Top NatSCA Blogs of 2022

Compiled by Jen Gallichan, NatSCA Blog Editor.

A very Happy New Year to all of our readers and contributors! Being the blog editor is a great job as I get to read all of your fantastic posts first and hear about all of the great work going on out there with natural history collections. To reflect on this, here is a round up of the most read blogs that came out in 2022 in case you missed any of them. A huge thank you to everyone who contributed an article, the blog continues to go from strength to strength and this is purely as a result of your work and writing. The 2023 calendar is half full already – so if you are considering submitting something for later in the year, do drop me a line and get it scheduled in.
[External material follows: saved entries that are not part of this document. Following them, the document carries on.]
PR #3026, opened 2026-07-12
Fix Windows Coven Code version detection

CompleteDotTech:
## Summary
- Resolve Windows npm `.cmd` shims from their quoted `%dp0`/`%~dp0` entry point without inferring a package path.
- Report an explicit unknown version when a shim target cannot be proven, rather than probing Coven CLI.
- Add Windows packaged-server coverage for `where` launcher shadows, JavaScript and extensionless targets, `.bat`, `.exe`, and missing shims.

## Root cause
Coven Code's extensionless npm launcher target bypassed the old JavaScript-only parser, which then fell back to `@opencoven/cli/bin/coven.js`. The About page consequently displayed Coven CLI's version for Coven Code.

## Verification
- Targeted Coven launcher, tool-status, and route tests
- `pnpm typecheck`
- `pnpm check:tests-wired`
- `pnpm test:conformance` on Windows
- `pnpm build`

`pnpm test:api` was also run. It is currently blocked by an unrelated Windows-only fixture issue in `scripts/beads-pr-bridge.test.mjs`, which uses `:` instead of the Windows PATH delimiter for its nested process.

### DIFF
--- a/scripts/cross-environment.test.ts
+++ b/scripts/cross-environment.test.ts
@@ -135,6 +135,29 @@ function skip(reason: string): void {
   );
 
   // Host branch — the genuinely per-OS assertion.
+  // Coven Code's npm target is extensionless. It must resolve from its own
+  // shim, never by inferring the Coven CLI's conventional JavaScript path.
+  const codeShimScript = path.join(shimDir, "node_modules", "@opencoven", "coven-code", "bin", "coven-code");
+  mkdirSync(path.dirname(codeShimScript), { recursive: true });
+  writeFileSync(codeShimScript, "console.log('coven-code');\n");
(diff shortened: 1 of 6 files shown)


CompleteDotTech:
@bunsdev could you review this Windows launcher-resolution fix? It removes the unsafe Coven CLI fallback and adds coverage for real npm cmd shadows plus the Coven Code extensionless target.

BunsDev (approved):
Reviewed the Windows launcher-selection and shim-target paths, including extensionless Coven Code targets and the unresolved-shim fail-closed behavior. Local targeted tests, conformance coverage, typecheck, and test wiring pass; CI is green and there are no unresolved conversations.

PR #3027, opened 2026-07-12
Fix daemon recovery after Coven CLI updates

CompleteDotTech:
## Summary

- Track the local daemon's pre-update health and restart it only when it was running before a Coven CLI update.
- Replace raw PID termination with verified graceful shutdown, so a stale or reused PID cannot kill an unrelated process.
- Refresh CLI executable discovery before recovery, verify daemon health afterward, and surface lifecycle progress and failures in About.
- Add lifecycle state-matrix coverage for running, stopped, failed-stop, failed-install recovery, restart failure, and PID reuse paths.

## Root cause

The one-click CLI updater stopped the daemon to unlock the executable, but considered a binary on PATH a complete update. It neither restored the daemon nor reported its health, so Cave could silently remain offline.

## Validation

- `pnpm typecheck`
- `pnpm build`
- `pnpm check:tests-wired`
- Focused installer, daemon-start, executable-discovery, lifecycle, and About-panel tests

`pnpm test:api` is blocked by this Windows environment after unrelated setup checks: `scripts/beads-pr-bridge.test.mjs` attempts to spawn a missing `C:\Program Files\nodejs\node.exe`.


CompleteDotTech:
@bunsdev Could you review this daemon recovery update when you have a moment? All CI checks are green.

BunsDev (changes requested):
Two blockers before merge:

1. `src/app/api/onboarding/install/route.ts` regresses the user-facing em dash to mojibake (`â€”`) in the PATH verification error. Restore the Unicode em dash (or plain `--`).
2. The fork head now conflicts with merged #3028. Reconcile onto current `main` while preserving #3028's atomic global npm lease/cancellation cleanup and this PR's graceful local-daemon stop/recovery lifecycle.

The daemon state machine itself is well scoped and avoids the stale/reused PID kill hazard; after reconciliation I will rerun the combined route/lifecycle tests.

BunsDev (approved):
Re-reviewed the integrated head at 5507fa0b. The mojibake is fixed; the merged runner preserves the atomic global npm lane and recovers the local daemon before releasing the lease on cancellation, timeout, spawn failure, and normal completion. Local focused tests, typecheck, test wiring, diff check, and the full 633-file app suite pass. Refreshed CI is fully green across frontend, E2E, Rust, sidecar, and cross-environment jobs. No unresolved review threads.

PR #3028, opened 2026-07-12
Fix global npm update concurrency

CompleteDotTech:
## What changed

- Reserve a process-wide global npm lane after asynchronous installer preparation, so only one `npm install -g` can start across all allowlisted npm targets.
- Return a retryable, specific `409` response for a competing request; script installers remain independent.
- Expose the global lane through the install API and make onboarding and Settings disable/describe other npm updates while it is busy.
- Add cancellation and lifecycle cleanup so errors, timeouts, polling, and HMR/module reloads cannot strand the lane.

## Why

The pre-check occurred before `spawnPlanFor`, while the post-await check only covered the same target. Concurrent Coven CLI and Coven Code requests could therefore both spawn npm against the same global prefix.

## Validation

- `pnpm typecheck`
- Global npm lane concurrency/lifecycle tests, installer-route tests, and onboarding/Settings UI behavior tests
- `pnpm check:tests-wired`
- `pnpm exec next build`
- `pnpm build:server`
- `pnpm test:bundle`

Full suites were attempted. `pnpm test:api` is blocked by the host's missing WSL `/bin/bash`; `pnpm test:app` is blocked by a missing `python3` executable in this Windows environment.

### DIFF
--- a/scripts/run-tests.mjs
+++ b/scripts/run-tests.mjs
@@ -666,6 +666,7 @@ export const SUITES = {
     "src/lib/coven-paths.test.ts",
     "src/lib/server/cave-home-migration.test.ts",
     "src/lib/server/cave-home-migration-status.test.ts",
+    "src/lib/server/global-npm-install-lane.test.ts",
     "src/app/api/cave-home-migration/route.test.ts",
     "src/lib/server/agent-attachments.test.ts",
     "src/app/api/api-contracts.test.ts",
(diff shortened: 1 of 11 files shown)


CompleteDotTech:
@bunsdev, could you please review this global npm update concurrency fix? The full CI matrix is green.

BunsDev (approved):
Reviewed the process-wide npm lease, job finalization/cancellation paths, and both onboarding/Settings lane consumers. The reservation is atomic after asynchronous plan preparation, HMR-safe, and released on every terminal path. Targeted lane/route/UI/API-contract tests, typecheck, and test wiring pass; CI is green and there are no unresolved conversations.

PR #3029, opened 2026-07-12
Fix OpenCoven tool update verification

CompleteDotTech:
## Summary

- Verify post-install OpenCoven tool discovery against the expected npm package, launcher target, version probe, compatibility floor, and npm latest version.
- Preserve Windows PATH precedence when selecting npm launchers and reject unreadable or mismatched shims.
- Hold the UI result until its post-install status recheck agrees, then show exact verified path/version diagnostics or a recovery message.

## Root cause

The installer treated `npm install -g` exit code zero plus any matching PATH binary as success. A stale or shadowed launcher could therefore produce a green result before the independent status refresh showed the tool still needed an update.

## User impact

A green update result now means the requested executable is discoverable, belongs to the expected package, runs its version probe, meets Cave's compatibility floor, and satisfies npm latest. Shadowed, wrong-package, unreadable, and below-floor results stay actionable failures with support-safe diagnostics.

## Validation

- `pnpm typecheck`
- Focused installer, status, UI, verification, and Windows launcher tests
- `pnpm check:tests-wired`
- `pnpm build`
- Attempted `pnpm test:app`; it reached 70 passing tests before the unrelated Windows marketplace-sync test failed because `python3` resolves to the Windows Store alias (and its production check has separate path-normalization failures).


CompleteDotTech:
@bunsdev Could you review this when you have a moment? The PR hardens OpenCoven tool updates so success is reported only after the intended executable, package identity, and version are verified. All CI checks are passing.

BunsDev (changes requested):
Integration blockers before merge:

1. Reconcile onto current `main`, preserving #3026's stricter `.cmd`/`.bat` parser and explicit unresolved-shim signal; this branch overlaps `coven-bin.ts` and currently conflicts with that merged fix.
2. Preserve #3028's atomic global npm lane and cancellation-safe finalizers while adding post-install verification.
3. The new `executablePath` and `packagePath` status fields are machine-local paths. When combined with the safe About diagnostics work in #3030, they must be explicitly omitted from copied diagnostics rather than passing through structural object spread. Add a regression assertion covering both fields.

The package/entry-point/latest-version verification model is otherwise sound; I will rerun the integrated Windows launcher and installer verification coverage after reconciliation.

BunsDev (approved):
Verified the current-main integration. Package identity, executable/version checks, npm freshness, Windows shim handling, install serialization, daemon recovery, safe diagnostics, and truthful UI states are reconciled. Local exact-head gates and CI run 29215832507 are green; no review threads remain.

10. A Foot In The Door – Finding Collections Work As A Trailing Spouse In A Foreign Country. Written by Caroline Grounds, Freelance Zoological Collections Assistant, Musée national d’histoire naturelle, Luxembourg. A lovely blog about finding your niche in a new country, and showing that collections work has no borders.

My happy place: sorting bees from by-catch from pan traps which we set up throughout the country. © Dylan Thissen

9. Thomas Bateman’s Ichthyosaurs. Written by Alistair McLean, Curator of Natural Science, Sheffield Museums Trust. Documenting the conservation work (part funded by the Bill Pettit award) that helped restore two beautiful Ichthyosaur specimens.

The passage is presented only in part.